Hi Xue! Yeah, everything is fine! I'm a bit surprised, actually, that things have gone so smoothly (knock on wood!).....the house inspection turned out very well, and the bank moved on with the appraisal, so we are still on target to close on 9/14. Then, we are having the main floor redone with hardwood, then the movers have to come after that and bring the heavy stuff over. It's a done deal, I hope!

I have considered using the my driftwood again, but I also have most of Craig's rock now. I was planning on setting up the next tank using his base rock with Seiryu and letting buce's go nuts on that, and have the substrate planted with mostly crypts, and a few of the slow growing stems.

What do you think? What about fish selection?


----------



## SpecGrrl (Jul 26, 2012)

I am glad that we witnessed this glorious kingdom in its heyday!


----------



## DogFish (Jul 16, 2011)

SpecGrrl said:


> I am glad that we witnessed this glorious kingdom in its heyday!



Yes, it's most triumphant in it's excellence! (watching Bill & Ted)

No worries Don's next tank will take it to a new level.


----------



## crazydaz (Mar 18, 2007)

Thanks SpecGrrl!! It ended up looking pretty nice, I thought! It is a nice set up, and I've always received top-notch plants from my buddies and fellow hobbyists, so this is really the culmination of the work of literally dozens of people. I'm glad to share it with everyone.

Frank--nice quote! I haven't seen that movie in some time! I did see it in the theater back in....middle school, I think! LOL! I hope that the next arrangement ends up looking nice, though it will be quite a bit different!


----------



## DogFish (Jul 16, 2011)

crazydaz said:


> ....I've always received top-notch plants from my buddies and fellow hobbyists, so this is really the culmination of the work of literally dozens of people. I'm glad to share it with everyone.


Don, that's really the best part on being a member of this site community. Every person on my friends list has helped me active my hobby goals. It's kinda cool to look at my tank and think I got that from Don, I got that from Han, I got that from Nick, I got that from Xue*.

*_Friends listed in alphabetical order all are equally great_
:icon_mrgr


----------



## Abhi (Apr 29, 2011)

WOW this tank is amazing ! Will be waiting for the next one too.


----------



## SpecGrrl (Jul 26, 2012)

DogFish said:


> Don, that's really the best part on being a member of this site community. Every person on my friends list has helped me active my hobby goals. It's kinda cool to look at my tank and think I got that from Don, I got that from Han, I got that from Nick, I got that from Xue*.
> 
> *_Friends listed in alphabetical order all are equally great_
> :icon_mrgr


Aw! It's like summer camp!


----------



## DogFish (Jul 16, 2011)

SpecGrrl said:


> Aw! It's like summer camp!


Without the ticks


----------



## crazydaz (Mar 18, 2007)

Thanks for the love-in guys!


----------



## speedie408 (Jan 15, 2009)

DogFish said:


> Don, that's really the best part on being a member of this site community. Every person on my friends list has helped me active my hobby goals. It's kinda cool to look at my tank and think I got that from Don, I got that from Han, I got that from Nick, I got that from Xue*.
> 
> *_Friends listed in alphabetical order all are equally great_
> :icon_mrgr


We love you too Frank


----------



## crazydaz (Mar 18, 2007)

*Omnibus rebus bonis finis est.*

Three weeks left for this scape......then, teardown will begin for the move. I am trying to propogate the last round of plants for those who have already contacted me for stems.
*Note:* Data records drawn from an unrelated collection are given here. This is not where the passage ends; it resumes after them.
PR #9988, opened 2024-01-25
[LLM] Use IPEX Optimization for BF16 Model

xiangyuT:
## Description

Use IPEX Optimization for BF16 Model. Controlled by env `ENABLE_IPEX`.

PR #9997, opened 2024-01-25
[LLM] Use IPEX Optimization for Self Speculative Decoding

xiangyuT:
## Description

Use IPEX Optimization for BF16 Model. Controlled by env ENABLE_IPEX.

Depend on #9988


python/llm/src/bigdl/llm/transformers/model.py
```diff
@@ -248,6 +248,7 @@ def from_pretrained(cls,
             if speculative:
                 from .speculative import speculative_generate, clear_benchmarks
                 # load a sym_int4 model as draft model
+                kwargs["torch_dtype"] = torch.float32
```
hzjane, line 251: This change will affect xpu performance. Have fixed it refer to this [pr](https://github.com/intel-analytics/BigDL/pull/10005)

python/llm/src/bigdl/llm/transformers/speculative.py
```diff
@@ -271,29 +276,59 @@ def speculative_generate(self,
...
+                    draft_past_key_values_storage = torch.zeros(s0, s1, s2 + 256, s3, dtype=tmp_draft_past_key_values.dtype, device=tmp_draft_past_key_values.device)
+                    draft_past_key_values_storage[:, :, :s2, :] = tmp_draft_past_key_values
+                    draft_past_key_values = draft_past_key_values_storage[:, :, :s2, :]
+                    return draft_past_key_values
+
+                tmp_draft_past_key_values = [
+                    (k.to(torch.float32), v.to(torch.float32)) for k, v in tmp_draft_past_key_values
+                ]
+                draft_past_key_values = [
+                    [_expand(pkv[0]), _expand(pkv[1])] for pkv in tmp_draft_past_key_values
```
hzjane, line 297: Each draft_step == 0 always call _expand method will causing preformance decrease. And need to solve conflict with [this pr](https://github.com/intel-analytics/BigDL/pull/9964)

python/llm/src/bigdl/llm/transformers/model.py
jason-dai: why do we need this here？

hzjane: On CPU draft_model need to set `kwargs["torch_dtype"] = torch.float32` to make the query.dtype is the same as key.dtype. Or only can use `(query.to(key.dtype)` to avoid error.

python/llm/src/bigdl/llm/transformers/convert.py
```diff
@@ -560,6 +568,287 @@ def replace_func(m, target_m, func_name, new_func):
...
+
+    next_cache = next_decoder_cache if use_cache else None
+    if not return_dict:
+        return tuple(v for v in [hidden_states, next_cache, all_hidden_states, all_self_attns] if v is not None)  # noqa
+    return BaseModelOutputWithPast(
+        last_hidden_state=hidden_states,
+        past_key_values=next_cache,
+        hidden_states=all_hidden_states,
+        attentions=all_self_attns,
+    )
```
jason-dai, line 832: Move above code to a separate file such as `optimize_ipex.py`

python/llm/src/bigdl/llm/transformers/model.py
jason-dai: > On CPU draft_model need to set `kwargs["torch_dtype"] = torch.float32` to make the query.dtype is the same as key.dtype. Or only can use `(query.to(key.dtype)` to avoid error.

Why does it only affect speculative then?

hzjane: I think the reason is that when only using bigdl-llm int4, user will not set the config `torch_dtype=torch.bfloat16`, but target_model will use it like [this](https://github.com/intel-analytics/BigDL/blob/main/python/llm/example/CPU/Speculative-Decoding/qwen/speculative.py#L65C49-L65C77). And the draft_model is converted from target_model, so it will cause the problem.

hzjane (approved):
LGTM

python/llm/src/bigdl/llm/transformers/speculative.py
```diff
@@ -275,11 +281,36 @@ def speculative_generate(self,
 
             # init draft_self_past_key_values:past_key_values1 and assign initial fp32 value
             if self.device.type == 'cpu' and step == 1:
+                if _enable_ipex:
+                    ipex_past_key_values = []
+                    cur_len = past_key_values[0][0].size(1)
+                    if self.config.model_type == "qwen":
+                        invalidInputError(False, "QWEN with IPEX BF16 is not supported now.")
+                    elif self.config.model_type == "chatglm":
+                        invalidInputError(False, "ChatGLM with IPEX BF16 is not supported now.")
```
jason-dai, line 290: only check what you can currently support here

glorysdj (approved):
LGTM

python/llm/src/bigdl/llm/transformers/speculative.py
```diff
@@ -275,11 +281,36 @@ def speculative_generate(self,
...
+                    if not _enable_ipex:
+                        len0 = past_key_values[i][0].size(0)
+                        len1 = past_key_values[i][0].size(1)
+                        len2 = past_key_values[i][0].size(2)
+                        len3 = past_key_values[i][0].size(3)
+                    else:
+                        if self.config.model_type == "qwen":
+                            invalidInputError(False, "QWEN with IPEX BF16 is not supported now.")
+                        elif self.config.model_type == "chatglm":
+                            invalidInputError(False, "ChatGLM with IPEX BF16 is not supported now.")
```
jason-dai, line 308: only check what you can currently support here

python/llm/src/bigdl/llm/transformers/speculative.py
```diff
@@ -432,55 +505,83 @@ def speculative_generate(self,
...
-                        size = tmp_past_key_values[i][0].size(2)
-                        size1 = past_key_values[i][0].size(2)
-                        past_key_values1[i][0][:, :, size:size1, :] = \
-                            past_key_values[i][0][:, :, size:size1, :].to(torch.float32)
-                        past_key_values1[i][1][:, :, size:size1, :] = \
-                            past_key_values[i][1][:, :, size:size1, :].to(torch.float32)
+                        if self.config.model_type == "qwen":
+                            invalidInputError(False, "QWEN with IPEX BF16 is not supported now.")
+                        elif self.config.model_type == "chatglm":
+                            invalidInputError(False, "ChatGLM with IPEX BF16 is not supported now.")
```
jason-dai, line 572: Only check what you can currently support

python/llm/src/bigdl/llm/transformers/speculative.py
```diff
@@ -388,27 +433,56 @@ def speculative_generate(self,
...
             else:
-                output = self(input_ids=drafted_input_ids,
-                              past_key_values=past_key_values,
-                              return_dict=True,
-                              use_cache=True)
-            logits = output['logits']
+                appended_len = drafted_input_ids.size(1) + step - 1
+                ones_to_append = torch.ones(attention_mask.size(0), appended_len)
+                cur_attention_mask = torch.cat((attention_mask, ones_to_append), dim=1)
+            if hasattr(self, "trace_graph"):
```
jason-dai, line 442: is this for CPU only?

python/llm/src/bigdl/llm/transformers/speculative.py
```diff
@@ -275,11 +281,36 @@ def speculative_generate(self,
 
             # init draft_self_past_key_values:past_key_values1 and assign initial fp32 value
             if self.device.type == 'cpu' and step == 1:
```
jason-dai, line 283: please refactor CPU only logic into utility functions

python/llm/src/bigdl/llm/transformers/speculative.py
```diff
@@ -231,6 +231,10 @@ def speculative_generate(self,
 
     _enable_ipex = os.getenv("BIGDL_OPT_IPEX")
     _enable_ipex = (_enable_ipex is not None) and (_enable_ipex.lower() == "true")
+    if _enable_ipex:
+        if not (self.config.model_type == 'baichuan' or 'llama' in self.config.model_type):
+            invalidInputError(False, "BigDL Speculative Decoding with IPEX BF16 only supports \
+                                      Llama and Baichuan2-13b models currently.")
```
jason-dai, line 237: how about baichuan1 and baichuan2-7b?

xiangyuT: Currently baichuan1 and baichuan2-7b are not supported yet.

PR #10987, opened 2024-05-11
Add chatchat and text-gen web-ui on xpu-serving images

hzjane:
## Description
Add chatchat and text-gen web-ui on xpu-serving images

### 4. How to test?
- [ ] N/A
- [ ] Unit test
- [ ] Application test
- [ ] Document test
- [ ] ...

### 5. New dependencies

- [ ] New Python dependencies
       - Dependency1 
       - Dependency2
       - ...
       - Dependency1 and license1
       - Dependency2 and license2
       - ...


jason-dai:
For serving, I think we only need FastAPI/FastChat/vLLM, maybe also AutoTP support; I don't think we need langchain-chatchat and text-gen-webui

glorysdj:
> For serving, I think we only need FastAPI/FastChat/vLLM, maybe also AutoTP support; I don't think we need langchain-chatchat and text-gen-webui

OK, get it.

PR #11007, opened 2024-05-14
use new sdp and fp32 sdp

MeouSker77:
## Description

use new sdp (supports fp16 and fp32) instead of old one (only supports fp16), baichuan2 and chatglm2 may use bool attention_mask, need to verify, will change them in next PR if possible


rnwang04 (approved):
LGTM

PR #11010, opened 2024-05-14
Update igpu performance test to use pypi installed oneAPI

Oscilloscope98:
## Description

Update igpu performance test to use pypi installed oneAPI, which should not bring results change in performance tests

We need to do this as we have included oneAPI related pypi packages in `[xpu]` option on Windows for `ipex-llm` version >= `2.1.0b20240514`


plusbang (approved):
LGTM

PR #11011, opened 2024-05-14
[LLM]: Add llama3 finetuning example based on alpaca qlora example

Jasonzzt:
## Description

Add a simple example for llama3 finetuning based on alpaca qlora example, and the finetuning process during testing is normal.

### 1. Why the change?

- add script for llama3 finetuning on single Arc A770
- modify readme

### 4. How to test?
- [ ] N/A
- [ ] Unit test
- [x] Application test
- [x] Document test
- [ ] ...


qiyuangong (approved):
LGTM

PR #11018, opened 2024-05-14
Update environment variable setting in AutoTP with arc

plusbang:
## Description

According to benchmark experiments on multi ARC with different type CPU, `SYCL_PI_LEVEL_ZERO_USE_IMMEDIATE_COMMANDLISTS` setting have different infulence.

### 4. How to test?
- [x] Local test

### DIFF
--- a/python/llm/dev/benchmark/all-in-one/run-deepspeed-arc.sh
+++ b/python/llm/dev/benchmark/all-in-one/run-deepspeed-arc.sh
@@ -10,7 +10,11 @@ source $basekit_root/ccl/latest/env/vars.sh --force
 
 NUM_GPUS=2 # number of used GPU
 export USE_XETLA=OFF
-export SYCL_PI_LEVEL_ZERO_USE_IMMEDIATE_COMMANDLISTS=2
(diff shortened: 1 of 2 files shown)


python/llm/dev/benchmark/all-in-one/run-deepspeed-arc.sh
```diff
@@ -10,7 +10,11 @@ source $basekit_root/ccl/latest/env/vars.sh --force
 
 NUM_GPUS=2 # number of used GPU
 export USE_XETLA=OFF
-export SYCL_PI_LEVEL_ZERO_USE_IMMEDIATE_COMMANDLISTS=2
+if grep -q "Xeon" /proc/cpuinfo; then
+    export SYCL_PI_LEVEL_ZERO_USE_IMMEDIATE_COMMANDLISTS=0
```
hkvision, line 14: Can we just don't set it in this case?

plusbang: > Can we just don't set it in this case?

Have changed to only set it to be 2 when Core CPU.

hkvision (approved):

PR #11025, opened 2024-05-15
Use new sdp again

MeouSker77:
## Description

change chatglm2/3 and baichuan2 to use new sdp, and check `head_dim` in `use_sdp_causal`


python/llm/src/ipex_llm/transformers/models/baichuan2.py
```diff
@@ -166,9 +167,8 @@ def baichuan_attention_forward_7b_quantized(
 
     past_key_value = (key_states, value_states) if use_cache else None
 
-    if attention_mask is not None:
-        if attention_mask.dtype == torch.bool:
-            attention_mask.masked_fill_(attention_mask.logical_not(), float("-inf"))
+    invalidInputError(attention_mask is None or attention_mask.dtype != torch.bool,
```
rnwang04, line 170: I think we can manually turn attention_mask from bool into float ?

rnwang04 (approved):

python/llm/src/ipex_llm/transformers/models/baichuan2.py
MeouSker77: baichuan2-7b is using float mask, it doesn't use `bool` mask

PR #11032, opened 2024-05-15
add fp6 mlp fusion

rnwang04:
## Description

https://github.com/intel-analytics/llm.cpp/pull/403

### 1. Why the change?

add mlp fusion for fp6.


cyita (approved):
LGTM

PR #11051, opened 2024-05-16
Make install ut for cpu exactly the same as what we want for users

Oscilloscope98:
## Description

Make install ut for cpu exactly the same as what we want for users

### How to test?
- [x] Unit test


xiangyuT (approved):
LGTM

PR #11055, opened 2024-05-16
Align ppl with llama.cpp

hkvision:
Modifications:
- Directly read data from raw file
- Add the no stride version like llama.cpp, and at the same time keep the stride version same as before.


sgwhat (approved):
LGTM

PR #11059, opened 2024-05-17
disable mlp fusion of fp6 on mtl

rnwang04:
## Description

disable mlp fusion of fp6 on mtl as it causes performance regression.

### 1. Why the change?
https://github.com/intel-analytics/llm.cpp/pull/407


cyita (approved):
LGTM

PR #11060, opened 2024-05-17
Update for cpu install option in performance tests

Oscilloscope98:
## Description

Update for cpu install option in performance tests


liu-shaojun (approved):
LGTM

PR #264, opened 2018-02-05
Prettier fy code

tiagojsag:


frontend/.prettierignore
```diff
@@ -1,3 +1,4 @@
-node_modules
```
tiagojsag: https://prettier.io/docs/en/cli.html#with-node-modules

frontend/scripts/actions/app.actions.js
```diff
@@ -8,7 +8,7 @@ export function resize() {
 }
 
 export function toggleMap() {
-  return (dispatch) => {
```
tiagojsag: from here on, it's all prettier changes

frontend/.eslintrc.json
```diff
@@ -26,30 +25,14 @@
         "components": ["a"]
       }
     ],
-    "indent": [
```
tiagojsag: as per the new "eslint-check" (which is part of the online documentation of one of those eslint-prettier-config-foo modules) these rules conflict with the prettier config

sorodrigo:
Tested and looks good to go

PR #270, opened 2018-02-05
fix: moves zoom controls to top left corner

sorodrigo:
This PR includes:
- Move zoom controls to top left corner.


tiagojsag:
image

Issue #247, opened 2018-01-31
Change default basemap on map page


tiagojsag:
See https://basecamp.com/1756858/projects/12498794/todos/338651432

- [x] Change the default basemap to "default"
- [x] Change the default enabled choropleth layers to:

Brazil - soy
Production of soy

Brazil - beef
N/A

Argentina - soy
N/A

Argentina - beef
N/A

Paraguay - Soy
Production of soy

Paraguay - beef
N/A

Indonesia - palm oil

Tests:
- Different contexts have the above defined default state
- Modifying those settings on the map and reloading the page preserves the change through URL state saving

tiagojsag:
First bit done through DB settings changes and already on staging, second bit is pending merge+deploy of PR above

PR #276, opened 2018-02-06
Fix issue preveting loading default context layer

tiagojsag:
This is another side effect of setting the default state for the tool reducer. in this case, we went from undefined to an array with two nulls. so we need to take that into account

Fixes the part of  https://github.com/Vizzuality/trase/issues/247 concerning the default choropleth layer changes, together with config changes on staging (already done)


sorodrigo:
I'm wondering if `someKey: []` would be better than `someKey: [null, null]`. In any case I leave it to your discretion.

tiagojsag:
it breaks other things, I tested it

All crypts and buce's are going with. Probably most of the anubias as well. Slow stems will be kept for the new scape as well, such as the Ammania latifolia, Ludwigia alata, and Hygro lancea. The Sagittaria platyphylla is going to be part of the new scape as well. There may be a few others, too, but by and large all stems are being sold or thrown out. All of the driftwood will either be given away, or kept in storage for a future set up.

Just some pics....tank looks nice after a week or so of no CO2, and it really colored up nicely as a result. Click on photo for a bigger, more detailed picture!

Couple shots of the front:




























Left Side:









Right Side:









Alternanthera 'Varigated'.....I am really going to MISS this plant!!! 









Another Sagittaria platyphylla shoot with flowers....it such a cool flower cluster!!









Closer up:









Thanks for looking!!


----------



## robb.ferg (Aug 19, 2012)

gorgeous tank! i must try to recreate this!


----------



## h4n (Jan 4, 2006)

Wow don!
I haven't checked out your journal in a couple of weeks!.. all I can say is WOW!!!

Yes frank we all love ya! 

-Sent from my Samsung Note, a "Phablet"


----------



## crazydaz (Mar 18, 2007)

Thank you Robb! It wouldn't be difficult to recreate this....get one of every single plant in the trade, mix them all up, and then plant them! 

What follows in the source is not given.